I guess I used the wrong term? What is the difference between infusing the bean in 190 proof alcohol and making a vanilla extract?


----------



## Scooter68 (Nov 2, 2020)

In reality I don't think there is much if any difference. For a source of alcohol you could use vodka or everclear. Here's a couple of links to help but in the end who's to say which is best. I would think everclear would be the purest alcohol but vodka get mentions as well I would wonder if different brands of vodka might change the flavor. 

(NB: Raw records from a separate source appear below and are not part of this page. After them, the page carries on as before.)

PR #1564, opened 2023-05-01
use assert in qunit calls

rvilarl:
1st step to update QUnit:

- use assert parameter.

No visual differences.


rvilarl:
This change is required to generate the refence images once QUnit is updated.

PR #698, opened 2024-09-30
Update readme.md

widkit:
added zig to dnf install command.


AnErrupTion (approved):
Thanks for the small fix!

Issue #695, opened 2024-09-19
[Bug] Error message of brightness commands displaying at current cursor position


moritz-reinel:
### Pre-requisites

- [X] I have looked for any other duplicate issues

### Ly version

1.1.0-dev.98+022d146

### Observed behavior

When executable for the `brightness_down_cmd` or `brightness_up_cmd` doesn't exist, the stderr output of the subprocess is displayed at the current cursor position

### Expected behavior

Either fail "silently" or add the error to the status bar.

I already noticed the (currently unused) lang item `err_brightness_change` which could be used in the status bar for implementation.

### Steps to reproduce

Set the config option `brightness_down_cmd` to any non-existent executable

### Relevant logs

```shell
                   ┌───────────────────────────────────────────────┐
                   │                                               │
                   │  <        failed to access console         >  │
                   │                                               │
                   │  x11      < Plasma (X11)                   >  │
                   │                                               │
                   │  login    /bin/sh: 1: /usr/bin/brightnessctl: not found
                   │                                               │
                   │  password                                     │
                   │                                               │
                   └───────────────────────────────────────────────┘
```

moritz-reinel:
I have already looked into solving the problem and could open a PR, if appreciated :)

AnErrupTion:
> I have already looked into solving the problem and could open a PR, if appreciated :)

That'd be greatly appreciated!

AnErrupTion:
> I have a similar issue. In my case its an error message about a bluetooth device

That's a different issue. That's due to the TTY logs flowing into Ly's input fields.

PR #699, opened 2024-09-30
Prevent output of brightness/sleep command showing on screen (fixing #695)

moritz-reinel:
This fixes issue #695.

For now, I only implemented the output suppression of the sleep command. Imo, it would make sense to handle the sleep command the same way as the brightness commands (aka. also showing an error message indicating the command failed). I did not implement that yet because it would require adding a lang attribute like `err_sleep` and touching every lang file (to keep consistency in the code).


AnErrupTion (approved):
LGTM. Thanks for your contribution! And indeed, it'd be nice to do this for the sleep command as well.

PR #701, opened 2024-10-08
Add Hyprland to tested DEs

Ch1llyB1lly:
Adds hyprland to the list of tested desktop environments

I have tested ly with different configs with hyprland and has produced no problems


AnErrupTion (approved):
Thanks for testing!

PR #703, opened 2024-10-12
Implement error reporting for sleep command

moritz-reinel:
Added error reporting in case of failure of the sleep command, analogue to the brightness commands


AnErrupTion (approved):

PR #704, opened 2024-10-12
Make language files uniform

moritz-reinel:
# Motivation

During implementation of #703, I noticed that the language files were a bit inconsistent. Some had empty lines for missing translations, others didn't do that.

To make this a bit more uniform, I wrote a script (and applied it) to the current state of lang files.

# Implementation

At first it looks for all the possible "language items" in `Lang.zig`. Then it goes through each <lang>.ini file and saves all the key-value pairs into an array. Finally, the script loops through the items found in Lang.zig again and puts it as `lang-item = <value-found-in-current-file>` or `<empty line>`, overriding the current lang file.

Also I sorted the language items in ASCII order, as it was a bit inconsistent between Lang.zig and the lang files.

PS: At first I made the script in Python. Afterwards, I decided to opt for bash instead, as it should be more available to people using/contributing to ly. (Korn shell wasn't an option unfortunately, as it doesn't support associative arrays)

# Result

With that change, a translator can open Lang.zig and his desired language.ini side by side, then look at empty lines and by matching the line number get the key from Lang.zig and add the translation.

Also after adding a new "language item" (like err_sleep), the script should be run.


AnErrupTion (commented):
@moritz-reinel I like the idea, but I feel like a Python script would be much, much more readable while still being accessible to all contributors. Python is quite universal these days, so I wouldn't see this as a problem.

moritz-reinel:
@AnErrupTion Re-added the python version and did some refactoring. PR would be ready to merge from my side.

Although, thinking more about it, would it be possible/make sense to do that as some "build step" that can be triggered manually?
Would keep the tools needed to zig and not introduce anything.

Issue #708, opened 2024-10-21
[Feature] Delta time for animations


peterc-s:
### Pre-requisites

- [X] I have looked for any other duplicate issues
- [X] I have confirmed the requested feature doesn't exist in the latest version in development

### Wanted behavior

Animations currently speed up and slow down, the fire animation - for example - goes way too fast and occasionally slows down. The username/password cursor blinks so incredibly fast, however the big clock's second counter remains perfectly fine. Would it be possible to incorporate some form of delta time into the animations to make sure they run smoothly?

Lxtharia:
Noticed that too. Would be nice if you could adjust the speed of the animation via the config as well!

peterc-s:
> Noticed that too. Would be nice if you could adjust the speed of the animation via the config as well!

I opened a PR where I added that feature, allows you to set the minimum number of milliseconds between frames in the config file.

PR #709, opened 2024-10-22
added refresh interval in ms for animations

peterc-s:
Added a configuration option that allows the user to set the time between animation frames in milliseconds called `animation_refresh_ms`.

Had to change around the animation code to separate updating the animation buffer and drawing to the terminal buffer a bit, and if there is an animation a new `std.time.Timer` is used to check if enough time has passed to draw with an update.

Sort of what I wanted out of #708

### DIFF
--- a/res/config.ini
+++ b/res/config.ini
@@ -35,6 +35,14 @@
 # matrix -> CMatrix
 animation = none
 
+# The minimum time between animation frames
+# 32 -> ~30fps
+# 16 -> ~60fps
+# 8  -> ~120fps
+# 6  -> ~144fps
+# 4  -> ~240fps
+animation_refresh_ms = 16
+
 # Stop the animation after some time
 # 0 -> Run forever
 # 1..2e12 -> Stop the animation after this many seconds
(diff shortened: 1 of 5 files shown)


peterc-s:
This seems to cause a segfault when actually logging in for the doom animation, and when on the matrix animation, it causes the display to go blank whilst authenticating. May need some help here.

peterc-s:
It seems like some code added to give up the TTY on authentication (commit c7f70ac78f84cdf566d30726a849ee92b95c3c22) and then take it back afterwards caused a segmentation fault with the doom animation and potentially a double free. Temporarily removed that code until I figure out how to fix it.

AClon314:
I've build and this is ok. I set interval to `128` to slow down animation, for keeping error log printed on `ly` at the first time, then let `cmatrix` flush buffer to clean up these error log.

AnErrupTion:
Closed on Codeberg already, plus GitHub PRs won't be merged anymore (see Codeberg migration notice), therefore closing. Sorry for that!

PR #743, opened 2025-04-10
Added image rendering using nearest color matching

Augusto-p:
I added support for displaying images in Ly using its existing color palette.
Each pixel is mapped to the closest available color using Euclidean distance in RGB space.
The image is rendered using Ly’s existing animation system, so no additional complexity is introduced to the rendering process.

This allows background or decorative images to be shown while maintaining the minimalist and efficient nature of the project.

👉 [Create a custom image](https://augusto-p.github.io/ly-Image-maker/)


AnErrupTion:
@Augusto-p Hey, sorry for the late response! Pull requests on GitHub are no longer accepted as the development is now continuing on Codeberg. Sorry!

PR #763, opened 2025-10-05
change(config): add -n flag to prevent accidental backlight disabling

mctaylors:


mctaylors:
didn't saw the migration notice

PR #769, opened 2026-03-29
config: allow waylandsessions and xsessions to be set to null

sabrehagen:
## Description

`waylandsessions` and `xsessions` are currently non-optional string fields, so
there is no clean way to disable session type discovery for users who do not use
Wayland or X11. Setting them to a nonexistent path works but produces log errors
on every startup.

This change makes both fields optional (`?[]const u8`), consistent with other
nullable config fields such as `xinitrc`. Setting either to `null` in `config.ini`
cleanly skips crawling for that session type with no side effects.


AnErrupTion:

PR #770, opened 2026-03-29
config: add shell option to hide the shell session

sabrehagen:
## Description

The shell session is unconditionally added to the session list with no way to
hide it. This is inconsistent with `xinitrc`, which is omitted from the list
when set to `null`.

This change adds a `shell` boolean config option (default `true`). Setting it
to `false` hides the shell session from the list, following the same pattern
as `xinitrc`.


AnErrupTion:

PR #771, opened 2026-03-29
config: add show_tty option to display active TTY in top right corner

sabrehagen:
## Description

When running multiple ly instances across different TTYs there is no way to tell
which TTY a given login screen belongs to at a glance.

This change adds a `show_tty` boolean config option (default `false`) that
displays the active TTY number (e.g. `tty3`) in the top right corner. When the
clock is also enabled the TTY label sits immediately to its right on the same
row. When the clock is disabled it occupies the top right corner on its own.

I'm open to advice from the maintainers on the placement of the TTY label —
positioning it next to the clock is simply my personal preference and it doesn't
need to stay there if a different position is more appropriate.


AnErrupTion:

PR #655, opened 2026-05-02
fix(publish): avoid SIGPIPE on enumerate step in publish-all-packages.yml

jeremylongshore:
`jq ... | head -20` triggered SIGPIPE once `head` had read 20 lines, which under `set -o pipefail` aborted the whole enumerate step with exit code 2 even though the listing succeeded. Switched to jq's `.[:20]` slice so there's no pipe to break.

`publish-all-packages.yml` is the manual-dispatch emergency mass-publish workflow (still in use post-#647 as the escape hatch when the incremental publish flow needs a one-shot fallback). Three-line fix, no behavior change beyond not aborting the enumerate.

jeremy made me do it
-claude


jeremylongshore:
Closing — investigated and confirmed this is a duplicate of #544 (commit `742c2a04b`), which shipped the identical SIGPIPE fix. Local branch was a never-PR'd parallel copy of the same work. The fix IS in production via #544.

jeremylongshore.com made me do it
  -claude
intentsolutions.io

PR #737, opened 2026-05-17
catalog: add aomi entry to marketplace.{json,extended.json}

CeciliaZ030:
Closes the prescreen blocker on #727: *"Missing catalog entry for plugins/crypto/aomi in marketplace.extended.json"*.

## What landed

- `marketplace.extended.json` — new aomi entry with verification block (Grade A / 94 from the marketplace-tier validator on `plugins/crypto/aomi/skills/transact/SKILL.md` after today's frontmatter fixes on aomi-labs/skills:main)
- `marketplace.json` — mirror entry, `totalPlugins` bumped to 429
- `scripts/validate-catalog-invariants.py` passes

## Context

The aomi bundle was materialized into `plugins/crypto/aomi/` via `sources.yaml` in #679 (merged 2026-05-12), but the catalog entries weren't added at the time. PR #727 lifted aomi-transact's SKILL.md from grade C → grade A; this PR completes the registration so the prescreen no longer hard-blocks.

The materialized SKILL.md updates from today (frontmatter fixes, ## Resources section, scoped Bash, semver versions) are flowing in via the daily sources.yaml sync from aomi-labs/skills:main.

🤖 Generated with [Claude Code](https://claude.com/claude-code)

PR #818, opened 2026-06-01
catalog: add aomi entry to marketplace.{json,extended.json}

victorchimakanu:
Hi Jeremy — re-filing the catalog entry from the now-closed #737, rebased onto current `main` so there are no conflicts this time. Thanks for the note that a fresh PR was welcome.

**What this does**
- Adds the `aomi` plugin bundle to both `marketplace.json` and `marketplace.extended.json` under `category: crypto`.
- Bumps `totalPlugins` 425 → 426.
- The two skills (`aomi-transact`, `aomi-build`) already merged into your store via the earlier sync; the plugin source is already present at `plugins/crypto/aomi/` (`.source.json` synced from `aomi-labs/skills`). This PR is **catalog-entry-only** — it just makes the bundle discoverable in the marketplace listing.

**On verification:** I left the `verification` block off the extended entry on purpose — happy for your prescreen to assign the grade rather than self-asserting one. If you'd rather I add it back to match the schema, say the word and I'll push it.

Minimal diff: 2 files, +50/-1. JSON validated locally (both files parse, plugin count consistent). Holler if you want it split or tweaked.

### DIFF
--- a/.claude-plugin/marketplace.extended.json
+++ b/.claude-plugin/marketplace.extended.json
@@ -9953,6 +9953,31 @@
         "badge": "gold",
         "lastValidated": "2026-05-20T00:00:00.000Z"
       }
+    },
+    {
+      "name": "aomi",
+      "source": "./plugins/crypto/aomi",
+      "description": "Aomi for AI agents: drive natural-language EVM transactions (chat, fork-simulate, sign) and scaffold new Aomi apps from API specs. Non-custodial, account-abstraction-first. 40+ protocol apps: Polymarket, 1inch, GMX, Hyperliquid, Aave, Uniswap. Bundle ships two skills: aomi-transact and aomi-build.",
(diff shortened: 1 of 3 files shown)


jeremylongshore:
Merged! Thanks for picking this up — the catalog entry was sitting in the gap between the sources.yaml auto-sync (which only does filesystem) and the manual catalog step. Closes one of the 16 stranded entries I'd been tracking.

Pushed a follow-up commit to the branch before merge to align `marketplace.json` with `sync-marketplace.cjs` output (the `totalPlugins` field had drifted on main — your hand-edit was correct in intent, just one number off relative to current main; sync normalized it). README TOC regen picked up the aomi row in the Crypto & Web3 table automatically.

Cheers — appreciate the clean rebase + the deferential approach on the verification block.

- Jeremy Longshore
intentsolutions.io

How to Make Vanilla Extract


You only need 2 ingredients.




www.thepioneerwoman.com













Listen Up, Bakers: You Could Be Saving Lots of Money With DIY Vanilla Extract


Make a never-ending jar of vanilla extract and save yourself a pretty penny.




www.bonappetit.com


----------



## reeflections (Nov 2, 2020)

Scooter68 said:


> In reality I don't think their is much if any difference. For a source of alcohol you could use vodka or everclear. Here's a couple of links to help but in the end who's to say which is best. I would think everclear would be the purest alcohol but vodka get mentions as well I would wonder if different brands of vodka might change the flavor.
> 
> 
> 
> ...



Since my last post I have been finding several links as well, including the two you listed.. I'm under the impression that Everclear 190 is a bit faster to make, but has too much alcohol flavor for some of the uses, like things that are not cooked so the alcohol wouldn't evaporate. I guess for wine it wouldn't matter much - especially if you keep the ABV in mind from the start.

I like the idea of making one large batch extract and removing the beans so, with some experimenting, you would know how much to use more accurately. As you said, like back sweetening.


----------



## Ty520 (Nov 2, 2020)

reeflections said:


> Since my last post I have been finding several links as well, including the two you listed.. I'm under the impression that Everclear 190 is a bit faster to make, but has too much alcohol flavor for some of the uses, like things that are not cooked so the alcohol wouldn't evaporate. I guess for wine it wouldn't matter much - especially if you keep the ABV in mind from the start.
> 
> I like the idea of making one large batch extract and removing the beans so, with some experimenting, you would know how much to use more accurately. As you said, like back sweetening.




Also consider using rum or bourbon - maybe not necessarily for this wine, but others in the future. They can lend some pretty wonderful flavors. Using 40-60% alcohol would be less harsh and astringent as well.


----------



## Scooter68 (Nov 3, 2020)

Rum or Burbon will definitely change the flavor of the extract. The second site states that in their description of the process.
The first site I listed notes that the FDA requires commercially produced extract to be at least 74% alcohol by law. Take that for what it's worth.


----------



## Raptor99 (Nov 7, 2020)

If you are making a vanilla extract, how much would the flavor be different from a commercial vanilla extract? I'm just wondering if it makes a difference.


----------



## Scooter68 (Nov 8, 2020)

A lot depends on the contents and quality of the commercial product vs the homemade product. In the links I posted previously on this thread, one commercial baker said that the home-made extract the author of the article produced was significantly superior to the commercial products.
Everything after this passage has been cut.